Publications of the week: When not to use DOACs?

Background: Direct oral anticoagulants (DOACs) are the guideline-supported first-line anticoagulants for millions of patients worldwide for stroke prevention in atrial fibrillation (AF) and for the treatment of venous thromboembolism (VTE). DOACs have been considered for other clinical situations, in which, however, the evidence for their efficacy and safety has not been established with well-designed randomized controlled trials (RCTs) to date. Moreover, there are situations that may not be intuitive or apparent to clinicians, where DOACs can cause more harm than other anticoagulants.

Methods: The American College of Cardiology convened a multidisciplinary panel to address the aforementioned issues. The aims of this review included providing an evidence-based summary as to the efficacy and safety of DOACs compared with vitamin K antagonists (VKAs) for established indications (AF, VTE) and other clinical situations where the efficacy and safety of DOACs are uncertain or where DOACs should be avoided. The panel considered recommendations for the entire DOAC drug class, not for individual DOACs.

Results: In clinical situations other than stroke prevention in AF or treatment of VTE (lower limb deep vein thrombosis [DVT], pulmonary embolism [PE]), there were 3 main findings:

• RCTs suggest that DOACs are not as efficacious or as safe as VKAs in patients with:
• Mechanical heart valves.
• Thrombotic antiphospholipid syndrome.
• AF associated with rheumatic heart disease.

• DOACs do not provide a net therapeutic benefit in patients with embolic stroke of undetermined source.
• The efficacy of DOACs is uncertain in patients with:
• Left ventricular thrombi.
• Catheter-associated upper extremity DVT.
• Cerebral sinus/splanchnic vein thrombosis.
• AF or VTE and severe or end-stage kidney disease (creatinine clearance <30 mL/min).
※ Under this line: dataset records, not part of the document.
PR #4982, opened 2024-06-21
Close GraphiQL Playground on escape button

Cloud11PL:
## What type of PR is this?
- [ ] 💅 Refactor
- [ ] 🌟 Feature
- [ ] 🔥 Bug Fix
- [ ] 🔩 Maintenance

- closes #

## Have you written tests?
- [ ] Yes!

### DIFF
--- a/src/components/DevModePanel/useDevModeKeyTrigger.ts
+++ b/src/components/DevModePanel/useDevModeKeyTrigger.ts
@@ -18,6 +18,7 @@ export const useDevModeKeyTrigger = (handleOpen: HandleOpen, handleClose: Handle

McMaster editors’ commentary: DOACs have revolutionized anticoagulant management due to their net therapeutic benefits and greater ease of use as compared with VKAs. It is not surprising, therefore, that their convenience in administration (fixed dose regimens, no routine laboratory monitoring) has led to “prescribing creep” into nonapproved clinical situations. If clinicians are to use DOACs in an off-label manner, this should be done in consultation with an appropriate specialist and, if in doubt, the default management is treatment with a VKA. All clinicians should be aware of situations where DOACs are inferior to VKAs and should be avoided.